The usual dose is one or two capsules up to 4 times a day at intervals of not less than 6 hours. Maximum daily dose should not exceed 240 mg of codeine phosphate hemihydrate (i.e. not more than eight capsules per 24 hours should be taken).

Duration of treatment:

Codeine should be used at the lowest effective dose for the shortest period of time. The duration of treatment should be limited to 3 days and if no effective pain relief is achieved the patients/carers should be advised to seek the views of a physician.

Dosage should be adjusted according to the severity of the pain and the response of the patient. However, it should be kept in mind that tolerance to codeine can develop with continued use and that the incidence of untoward effects is dose related. Doses of codeine higher than 60 mg fail to give commensurate relief of pain but merely prolong analgesia and are associated with an appreciably increased incidence of undesirable side effects.

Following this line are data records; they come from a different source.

PR #53, opened 2023-12-29
Update code styling and fix BlogPostCard on mobile

nanaian:
Updates to the code styling, including:
- New code font
- Nicer code block theme
- `inline code` background

Also fixes an issue with the BlogPostCard component on small widths.


nanaian:
Before:
image

After:
image

PR #54, opened 2024-01-03
Fix command being cut off short

Hyxogen:
Previously the command could be cut off short with no easy way to see the rest of it.

Fixed by placing the command in a code block which allows horizontal scrolling.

As for adults, however a reduced dose may be required. See warnings.

Paediatric population:

Children aged less than 12 years:

Codeine should not be used in children below the age of 12 years because of the risk of opioid toxicity due to the variable and unpredictable metabolism of codeine to morphine (see sections 4.3 and 4.4).

Children aged 12 to 15 years:

One capsule every 6 hours when necessary to a maximum of 4 capsules in 24 hours.

Children aged 16 to 18 years:

One to two capsules every 6 hours when necessary up to a maximum of 8 capsules in 24 hours.

Method of administration

For oral administration.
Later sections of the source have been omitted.